Issue #11, opened 2020-08-04
Proposal: kool preset [preset] --wizard | Tailor the presets


fabriciojs:
Would be great to have the `kool init` flexible enough for people to use different database services, or cache services, or even remove those if they don't wanna use them.

---

Nice tool for CLI input: https://github.com/AlecAivazis/survey

---

### TODO

- [x] Given the chosen preset we need to know the options that are adjustable interactively. Figure out a way to have this.

- [x] Provided the chosen options, we then need to build up the final configuration based on the preset templates, that will have to be split up in order to ease up this process.

fabriciojs:
Use cases:

```
$ kool init
     > What preset you wanna use?
         > Laravel
            Adonis
            NextJS
            NuxtJS
      > What database service you wanna use?
          > Mysql
              MariaDB
              Postgress
              None
      > What cache service you wanna use?
          > Redis
              Memcached
              None
```

danielsuguimoto:
another package to consider using: https://github.com/manifoldco/promptui

fabriciojs:
@danielsuguimoto nice!

We also should think about what options we are willing to give initially...

It is important we have them tested and working, so, fewer stable options is certainly better than a lot of options with hiccups in the way.

Starting to think for Laravel for example:

**Databases**
- Mysql (5.7, 8.0)
- Postgress (version?)
- MariaDB (version?)
- None - we do not put in a `database` service

**Application**
- PHP (7.4, 7.3, 7.2)

fabriciojs:
@danielsuguimoto right now I see we have "scrolling" in the list.

![image](https://user-images.githubusercontent.com/1116377/96151587-f4a7cc00-0ee1-11eb-8456-85c241d79a96.png)


The filtering feature is really nice. I guess we should just think about an UX where we avoid more than 5-6 options at a time, so no scrolling happens. (i.e asking something before, like, `project language: PHP, JS, Go`.

danielsuguimoto:
@fabriciojs do we change presets folders structure? Or do you have any idea in mind to relate presets to languages, for example?

fabriciojs:
@danielsuguimoto now that we have https://github.com/kool-dev/kool/pull/172 merged, this would be a breaking change... I think we make it to `2.0.0` or we could add back a command `init` that prompts a deprecated message and proxies to kool preset. What do you think?

danielsuguimoto:
[...]

PR #172, opened 2020-10-20
refactor(preset): Refactoring init command (now preset command)

danielsuguimoto:
Relates to #11 

* Renamed `kool init` to `kool preset`
* Added language question before asking the preset
* Presets parsing now is made with a go script, not in bash anymore


dbpolito:
❤️

cmd/presets/presets.go
```diff
@@ -1,10 +1,14 @@
 package presets
 
 // auto generated file
+
 // GetAll get all presets
 func GetAll() map[string]map[string]string {
 	var presets = make(map[string]map[string]string)
 	presets["adonis"] = map[string]string{
+		".dockerignore": `/node_modules
```
fabriciojs, line 9: hmm, don't we actually need the node_modules within the built image? Not sure where this line came from.

kool.yml
```diff
@@ -22,4 +22,7 @@ scripts:
   # Generate documentation for kool commands
   make-docs:
     - rm -f docs/4-Commands/*.md
-    - kool docker golang:1.15.0 go run docs.go
+    - kool docker --volume=kool_gopath:/go golang:1.15.0 go run docs.go
+  parse-presets:
```
fabriciojs, line 26: did this simply override the `parse-presets` above? maybe we should remove that one hehe

fabriciojs: image

fabriciojs (changes requested):
Awesome!

cmd/preset.go
```diff
@@ -27,29 +27,33 @@ var ErrPresetFilesAlreadyExists = errors.New("some preset files already exist")
...
 		shell.NewPromptSelect(),
 	}
 }
 
-// Execute runs the init logic with incoming arguments.
-func (i *KoolInit) Execute(args []string) (err error) {
-	var fileError, preset string
+// Execute runs the preset logic with incoming arguments.
+func (i *KoolPreset) Execute(args []string) (err error) {
+	var fileError, preset, language string
```
fabriciojs, line 49: right now this command pretty much NEEDS an TTY to execute. I guess would be nice to add a check for it, and error out with a proper message in case it is running under not-TTY environment.

cmd/preset.go
```diff
@@ -84,30 +88,30 @@ func (i *KoolInit) Execute(args []string) (err error) {
...
-// NewInitCommand initializes new kool init command
-func NewInitCommand(init *KoolInit) (initCmd *cobra.Command) {
-	initCmd = &cobra.Command{
-		Use:   "init [PRESET]",
-		Short: "Initialize kool preset in the current working directory",
+// NewPresetCommand initializes new kool preset command
+func NewPresetCommand(preset *KoolPreset) (presetCmd *cobra.Command) {
+	presetCmd = &cobra.Command{
+		Use:   "preset [PRESET]",
+		Short: "Initialize kool preset in the current working directory. If none is specified, a wizard will be prompt to choose one",
```
fabriciojs, line 95: `If no preset argument is specified you will be prompted to pick among the existing options.`

cmd/preset.go
```diff
@@ -84,30 +88,30 @@ func (i *KoolInit) Execute(args []string) (err error) {
 	return
 }
 
-// NewInitCommand initializes new kool init command
```
fabriciojs, line 87: Above, at line 82:

image


I may have overlooked how you dealt with this, but won't we start creating a `preset_language` file as well now? I guess we DO NOT want that, so we need to have some kind of check to avoid doing it?

cmd/presets/presets.go
danielsuguimoto: @fabriciojs hummm...`.dockerignore` file was always inside the preset folder. But bash scripts can't read files which names start with `.`. Now I created a go script to do it, and go can read this kind of file. To remove it from here, we should remove `.dockerignore from `adonis` folder

kool.yml
danielsuguimoto: ooops

cmd/presets/presets.go
danielsuguimoto: @fabriciojs keep them? Remove `node_modules` from all `.dockerignore`? I guess it was a bug from `parse_presets.sh` that wasn't parsing these files.

dbpolito: we want to keep it...

we. want dockerignore so on COPY it won't inject your node_modules to the container build and build from scratch... i got a bug because node_modules had different symlink and broke everything...

fabriciojs: @danielsuguimoto oh I see! so never mind my comment, as @dbpolito pointed this indeed is a fix! 👏🏻

cmd/preset.go
danielsuguimoto: @fabriciojs it only needs TTY when no args are passed. Could we validate only for this situation?

fabriciojs: Yes! that sounds correct, only when needed to ask for the preset!

kool.yml
```diff
@@ -22,4 +19,8 @@ scripts:
   # Generate documentation for kool commands
   make-docs:
     - rm -f docs/4-Commands/*.md
-    - kool docker golang:1.15.0 go run docs.go
+    - kool docker --volume=kool_gopath:/go golang:1.15.0 go run docs.go
+  # Parsing the preset files onto Go code in a shell automated fashion.
```
fabriciojs, line 23:
```suggestion
  # Parsing the preset files onto Go code in an automated fashion.
```

No longer `shell` 😄

fabriciojs (approved):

• • • • • • •

Task objective: Output the complete data exactly as written.

Response to this exercise:
Issue #11, opened 2020-08-04
Proposal: kool preset [preset] --wizard | Tailor the presets


fabriciojs:
Would be great to have the `kool init` flexible enough for people to use different database services, or cache services, or even remove those if they don't wanna use them.

---

Nice tool for CLI input: https://github.com/AlecAivazis/survey

---

### TODO

- [x] Given the chosen preset we need to know the options that are adjustable interactively. Figure out a way to have this.

- [x] Provided the chosen options, we then need to build up the final configuration based on the preset templates, that will have to be split up in order to ease up this process.

fabriciojs:
Use cases:

```
$ kool init
     > What preset you wanna use?
         > Laravel
            Adonis
            NextJS
            NuxtJS
      > What database service you wanna use?
          > Mysql
              MariaDB
              Postgress
              None
      > What cache service you wanna use?
          > Redis
              Memcached
              None
```

danielsuguimoto:
another package to consider using: https://github.com/manifoldco/promptui

fabriciojs:
@danielsuguimoto nice!

We also should think about what options we are willing to give initially...

It is important we have them tested and working, so, fewer stable options is certainly better than a lot of options with hiccups in the way.

Starting to think for Laravel for example:

**Databases**
- Mysql (5.7, 8.0)
- Postgress (version?)
- MariaDB (version?)
- None - we do not put in a `database` service

**Application**
- PHP (7.4, 7.3, 7.2)

fabriciojs:
@danielsuguimoto right now I see we have "scrolling" in the list.

![image](https://user-images.githubusercontent.com/1116377/96151587-f4a7cc00-0ee1-11eb-8456-85c241d79a96.png)


The filtering feature is really nice. I guess we should just think about an UX where we avoid more than 5-6 options at a time, so no scrolling happens. (i.e asking something before, like, `project language: PHP, JS, Go`.

danielsuguimoto:
@fabriciojs do we change presets folders structure? Or do you have any idea in mind to relate presets to languages, for example?

fabriciojs:
@danielsuguimoto now that we have https://github.com/kool-dev/kool/pull/172 merged, this would be a breaking change... I think we make it to `2.0.0` or we could add back a command `init` that prompts a deprecated message and proxies to kool preset. What do you think?

danielsuguimoto:
[...]

PR #172, opened 2020-10-20
refactor(preset): Refactoring init command (now preset command)

danielsuguimoto:
Relates to #11 

* Renamed `kool init` to `kool preset`
* Added language question before asking the preset
* Presets parsing now is made with a go script, not in bash anymore


dbpolito:
❤️

cmd/presets/presets.go
```diff
@@ -1,10 +1,14 @@
 package presets
 
 // auto generated file
+
 // GetAll get all presets
 func GetAll() map[string]map[string]string {
 	var presets = make(map[string]map[string]string)
 	presets["adonis"] = map[string]string{
+		".dockerignore": `/node_modules
```
fabriciojs, line 9: hmm, don't we actually need the node_modules within the built image? Not sure where this line came from.

kool.yml
```diff
@@ -22,4 +22,7 @@ scripts:
   # Generate documentation for kool commands
   make-docs:
     - rm -f docs/4-Commands/*.md
-    - kool docker golang:1.15.0 go run docs.go
+    - kool docker --volume=kool_gopath:/go golang:1.15.0 go run docs.go
+  parse-presets:
```
fabriciojs, line 26: did this simply override the `parse-presets` above? maybe we should remove that one hehe

fabriciojs: image

fabriciojs (changes requested):
Awesome!

cmd/preset.go
```diff
@@ -27,29 +27,33 @@ var ErrPresetFilesAlreadyExists = errors.New("some preset files already exist")
...
 		shell.NewPromptSelect(),
 	}
 }
 
-// Execute runs the init logic with incoming arguments.
-func (i *KoolInit) Execute(args []string) (err error) {
-	var fileError, preset string
+// Execute runs the preset logic with incoming arguments.
+func (i *KoolPreset) Execute(args []string) (err error) {
+	var fileError, preset, language string
```
fabriciojs, line 49: right now this command pretty much NEEDS an TTY to execute. I guess would be nice to add a check for it, and error out with a proper message in case it is running under not-TTY environment.

cmd/preset.go
```diff
@@ -84,30 +88,30 @@ func (i *KoolInit) Execute(args []string) (err error) {
...
-// NewInitCommand initializes new kool init command
-func NewInitCommand(init *KoolInit) (initCmd *cobra.Command) {
-	initCmd = &cobra.Command{
-		Use:   "init [PRESET]",
-		Short: "Initialize kool preset in the current working directory",
+// NewPresetCommand initializes new kool preset command
+func NewPresetCommand(preset *KoolPreset) (presetCmd *cobra.Command) {
+	presetCmd = &cobra.Command{
+		Use:   "preset [PRESET]",
+		Short: "Initialize kool preset in the current working directory. If none is specified, a wizard will be prompt to choose one",
```
fabriciojs, line 95: `If no preset argument is specified you will be prompted to pick among the existing options.`

cmd/preset.go
```diff
@@ -84,30 +88,30 @@ func (i *KoolInit) Execute(args []string) (err error) {
 	return
 }
 
-// NewInitCommand initializes new kool init command
```
fabriciojs, line 87: Above, at line 82:

image


I may have overlooked how you dealt with this, but won't we start creating a `preset_language` file as well now? I guess we DO NOT want that, so we need to have some kind of check to avoid doing it?

cmd/presets/presets.go
danielsuguimoto: @fabriciojs hummm...`.dockerignore` file was always inside the preset folder. But bash scripts can't read files which names start with `.`. Now I created a go script to do it, and go can read this kind of file. To remove it from here, we should remove `.dockerignore from `adonis` folder

kool.yml
danielsuguimoto: ooops

cmd/presets/presets.go
danielsuguimoto: @fabriciojs keep them? Remove `node_modules` from all `.dockerignore`? I guess it was a bug from `parse_presets.sh` that wasn't parsing these files.

dbpolito: we want to keep it...

we. want dockerignore so on COPY it won't inject your node_modules to the container build and build from scratch... i got a bug because node_modules had different symlink and broke everything...

fabriciojs: @danielsuguimoto oh I see! so never mind my comment, as @dbpolito pointed this indeed is a fix! 👏🏻

cmd/preset.go
danielsuguimoto: @fabriciojs it only needs TTY when no args are passed. Could we validate only for this situation?

fabriciojs: Yes! that sounds correct, only when needed to ask for the preset!

kool.yml
```diff
@@ -22,4 +19,8 @@ scripts:
   # Generate documentation for kool commands
   make-docs:
     - rm -f docs/4-Commands/*.md
-    - kool docker golang:1.15.0 go run docs.go
+    - kool docker --volume=kool_gopath:/go golang:1.15.0 go run docs.go
+  # Parsing the preset files onto Go code in a shell automated fashion.
```
fabriciojs, line 23:
```suggestion
  # Parsing the preset files onto Go code in an automated fashion.
```

No longer `shell` 😄

fabriciojs (approved):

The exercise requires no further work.